Rabaul. Vivir entre cenizas

A finales del siglo xx, la ciudad de Rabaul, situada al noreste de Papúa Nueva Guinea, fue arrasada por una erupción volcánica. Los volcanes Vulcan y Tavurvur aunaron sus fuerzas y se pusieron de acuerdo para explotar al unísono, asolando por completo la ciudad.

Casas, vehículos, edificios públicos y el aeropuerto fueron sepultados bajo una nube de polvo y cenizas que transformaron el lugar en inhabitable de la noche a la mañana.

Nunca dejará de sorprenderme la fuerza de la naturaleza, pero aún me sorprende más la capacidad del ser humano para adaptarse a esos cambios caprichosos sobre los que no tiene ningún control. Un ejemplo de ello son los papúes que habitan en esta remota zona del Pacífico. Rostros de piel oscura y cabellos rubios, miradas hurañas y un tanto impenetrables y bocas de color sangre debido a las nueces de betel, que adquieren una coloración roja intensa en contacto con la saliva y con un polvo ingerido junto con la nuez. Tras esa primera barrera de desconfianza se esconden gentes amables, ávidas de pronunciar unas pocas palabras en inglés.

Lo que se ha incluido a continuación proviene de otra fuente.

PR #347, opened 2021-01-29
certbot: add support for acme.sh

0xC0ncord:
acme.sh is an alternative to cerbot written in pure Unix shell.

### DIFF
--- a/policy/modules/services/certbot.fc
+++ b/policy/modules/services/certbot.fc
@@ -1,4 +1,6 @@
 /usr/bin/certbot	--	gen_context(system_u:object_r:certbot_exec_t,s0)
 /usr/bin/letsencrypt	--	gen_context(system_u:object_r:certbot_exec_t,s0)
+/usr/share/acme\.sh/acme\.sh	--	gen_context(system_u:object_r:certbot_exec_t,s0)
 /var/lib/letsencrypt(/.*)?	gen_context(system_u:object_r:certbot_lib_t,s0)
 /var/log/letsencrypt(/.*)?	gen_context(system_u:object_r:certbot_log_t,s0)
+/var/lib/acme\.sh(/.*)?		gen_context(system_u:object_r:certbot_lib_t,s0)
--- a/policy/modules/services/certbot.te
+++ b/policy/modules/services/certbot.te
@@ -1,5 +1,13 @@
 policy_module(certbot, 1.0.0)
 
+## <desc>
+##	<p>
+##	Determine whether additional rules
+##	should be enabled to support acme.sh
+##	</p>
+## </desc>
+gen_tunable(certbot_acmesh, false)
+
 ########################################
 #
 # Declarations
@@ -92,6 +100,11 @@ sysnet_read_config(certbot_t)
 
 userdom_dontaudit_search_user_home_dirs(certbot_t)
 userdom_use_user_ptys(certbot_t)
+
+tunable_policy(`certbot_acmesh',`
+	corecmd_exec_bin(certbot_t)
+	corecmd_exec_shell(certbot_t)
+')
 
 optional_policy(`
 	# for writing to webroot


policy/modules/services/certbot.fc
```diff
@@ -2,3 +2,9 @@
 /usr/bin/letsencrypt	--	gen_context(system_u:object_r:certbot_exec_t,s0)
 /var/lib/letsencrypt(/.*)?	gen_context(system_u:object_r:certbot_lib_t,s0)
 /var/log/letsencrypt(/.*)?	gen_context(system_u:object_r:certbot_log_t,s0)
+
+/etc/acme-sh(/.*)?		gen_context(system_u:object_r:certbot_lib_t,s0)
+/usr/share/acme\.sh(/.*)?		gen_context(system_u:object_r:certbot_lib_t,s0)
```
doverride, line 7: I strongly suspect that this entry should not be needed.

policy/modules/services/certbot.fc
```diff
@@ -2,3 +2,9 @@
...
+/usr/share/acme\.sh/acme\.sh	--	gen_context(system_u:object_r:certbot_exec_t,s0)
+/root/\.acme\.sh(/.*)?		gen_context(system_u:object_r:certbot_lib_t,s0)
+/root/\.acme\.sh/acme\.sh	--	gen_context(system_u:object_r:certbot_exec_t,s0)
```
doverride, line 10: I would probably not support this "/root" scenario

doverride (commented):
some obervations

policy/modules/services/certbot.fc
0xC0ncord: Ok. I might need to adapt this to more of a general use case scenario. This is more or less translated directly from how I have it set up on my boxes. Perhaps just remove the context for `/usr/share/acme.sh` and move acme.sh's lib dir to `/var/lib/acme-sh` for consistency?

policy/modules/services/certbot.fc
0xC0ncord: Ok.

policy/modules/services/certbot.fc
0xC0ncord: I took another look at this. On my system acme.sh stores its additional scripts for deployment and such here in `/usr/share/acme-sh/{deploy,dnsapi,notify}`, so these almost certainly should be `certbot_exec_t`.

doverride:
0xC0ncord <notifications@github.com> writes:

>
>
> In policy/modules/services/certbot.fc:
>
>> @@ -2,3 +2,9 @@
>  /usr/bin/letsencrypt	--	gen_context(system_u:object_r:certbot_exec_t,s0)
>  /var/lib/letsencrypt(/.*)?	gen_context(system_u:object_r:certbot_lib_t,s0)
>  /var/log/letsencrypt(/.*)?	gen_context(system_u:object_r:certbot_log_t,s0)
> +
> +/etc/acme-sh(/.*)?		gen_context(system_u:object_r:certbot_lib_t,s0)
> +/usr/share/acme\.sh(/.*)?		gen_context(system_u:object_r:certbot_lib_t,s0)
>
> I took another look at this. On my system acme.sh stores its additional scripts for deployment and
> such here in /usr/share/acme-sh/{deploy,dnsapi,notify}, so these almost certainly should be
> certbot_exec_t.

are the scripts mode +x?
It could just functions that are sourced.
Probably best to not assume and instead just add what you can vouch for
and leave the remainder. Eventually it will surface and addressed 

>
> —
>

-- 
Dominick Grift

0xC0ncord:
> are the scripts mode +x? It could just functions that are sourced. Probably best to not assume and instead just add what you can vouch for and leave the remainder. Eventually it will surface and addressed

Good call. They are not, so my initial thought seems to be correct. As it stands `certbot_t` does not have `read` on generic `var_lib_t` which is why I think `certbot_lib_t` is appropriate here. My issue though is that `certbot_lib_t` seems to be used for the volatile files (certificates and such) as the policy is written, when I think there really should be `certbot_cert_t` and `certbot_tls_privkey_t` types for these.

doverride:
> > are the scripts mode +x? It could just functions that are sourced. Probably best to not assume and instead just add what you can vouch for and leave the remainder. Eventually it will surface and addressed
> 
> Good call. They are not, so my initial thought seems to be correct. As it stands `certbot_t` does not have `read` on generic `var_lib_t` which is why I think `certbot_lib_t` is appropriate here. My issue though is that `certbot_lib_t` seems to be used for the volatile files (certificates and such) as the policy is written, when I think there really should be `certbot_cert_t` and `certbot_tls_privkey_t` types for these. Alternatively, `certbot` could just manage generic certs but I think that is too broad.

No,the /usr/share/acme.sh(/.*)? directory can just stay usr_t. certbot_t has access to read usr_t type context and that is all it needs to source the various functions for the files in there

0xC0ncord:
> No,the /usr/share/acme.sh(/.*)? directory can just stay usr_t. certbot_t has access to read usr_t type context and that is all it needs to source the various functions for the files in there

Ah ha, now I understand. Just overthinking it is all.

policy/modules/services/certbot.fc
```diff
@@ -2,3 +2,6 @@
 /usr/bin/letsencrypt	--	gen_context(system_u:object_r:certbot_exec_t,s0)
 /var/lib/letsencrypt(/.*)?	gen_context(system_u:object_r:certbot_lib_t,s0)
 /var/log/letsencrypt(/.*)?	gen_context(system_u:object_r:certbot_log_t,s0)
+
+/usr/share/acme\.sh/acme\.sh	--	gen_context(system_u:object_r:certbot_exec_t,s0)
```
pebenito, line 6: Needs to be up with the other `/usr` lines.

policy/modules/services/certbot.te
```diff
@@ -1,5 +1,13 @@
 policy_module(certbot, 1.0.0)
 
+## <desc>
+##	<p>
+##	Determine whether additional rules
+##	should be enabled to support acme.sh
+##	</p>
+## </desc>
+gen_tunable(acmesh_certbot, false)
```
pebenito, line 9: Please reverse the tunable name so `certbot_` is first.

policy/modules/services/certbot.te
```diff
@@ -99,3 +107,8 @@ optional_policy(`
 
 	apache_search_config(certbot_t)
 ')
+
+tunable_policy(`acmesh_certbot',`
```
pebenito, line 111: Tunables go before optionals.

pebenito (changes requested):

pebenito (approved):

Rabaul es la única ciudad del mundo enclavada en la caldera de un volcán, con seis conos a su alrededor. No es de extrañar, por tanto, que las erupciones volcánicas sean algo más que un hecho esporádico. Se han registrado diversas a lo largo del siglo xx, pero fue quizás la del 19 de septiembre de 1994 una de las más poderosas. Antes de ese fatídico día, Rabaul era el principal centro comercial de Nueva Bretaña, en el archipiélago de las Bismarck. Su mercado era el más importante y la mayor parte de habitantes se concentraba en esta zona de la bahía. Cuando los volcanes comenzaron a vomitar sus entrañas, los habitantes de Rabaul huyeron despavoridos y corrieron a refugiarse en Kokopo, al otro extremo de la bahía. En esa ocasión, la lluvia de cenizas alcanzó los 75 cm de espesor, con lluvias fuertes y lodo que, al solidificarse, se convirtió en una dura costra pétrea. Afortunadamente, las pérdidas humanas fueron mínimas —tan solo cinco personas— gracias a la rápida evacuación propiciada por las alertas de los vulcanólogos tras sentir varios temblores.

En aquel entonces, el Vulcan se tomó un respiro y cesó su actividad a finales de octubre. No hizo lo mismo el Tavurvur, que continuó lanzando rocas al cielo y ríos de lava hasta el mes de abril siguiente. Fue entonces cuando los habitantes comenzaron a regresar a su ciudad, dormida bajo la ceniza.

Este volcán achaparrado, de poco más de 600 metros de altura, compensa su baja estatura con una enorme fuerza interior que exhala por la boca en forma de columna de humo y que se eleva varios kilómetros hacia el cielo. Los papúes se han acostumbrado a él, a sus rugidos intermitentes, a un cielo azul oculto bajo una nube blanquecina. Los perfiles de las casas, edificios y personas comienzan a desaparecer muy rápidamente mientras los coches tratan de abrirse paso entre la espesa niebla. Y es que, aunque parezca mentira, la vida continúa en Rabaul: las gentes con sus puestos en los mercados, las tiendas abiertas y los coches circulando junto a una señal apenas visible en mitad de la carretera que alerta de la baja visibilidad. ¡Qué paradoja! La calzada está casi perennemente cubierta por un fino polvo gris que se filtra por todos los resquicios del vehículo. En pocos metros, la luz desaparece casi por completo. La respiración se hace dificultosa y los ojos pican bajo los efectos de la nube de cenizas.

El aspecto de la ciudad es de absoluta desolación. Las personas que siguen su camino parecen espectros que se perfilan entre la nube gris. Las cenizas y el polvo se pegan al cuerpo como un parásito, pero la vida de los papúes sigue adelante. Uno no puede evitar preguntarse cómo es posible vivir entre cenizas, pero los papúes son tajantes al respecto: esto es así un día tras otro, semana tras semana y año tras año. Lo único que cambia es la intensidad y la altura de la columna de humo, que se inclina en una dirección u otra en función de dónde sople el viento. Sin embargo, parecen acostumbrados —o quizá resignados— a vivir en esas condiciones, junto a la montaña de fuego, vigilantes por si su ira se desata de un momento a otro. Mientras tanto, solo queda esperar que la naturaleza decida el futuro de quienes han nacido en esta hermosa tierra y han echado unas raíces que jamás serán sólidas.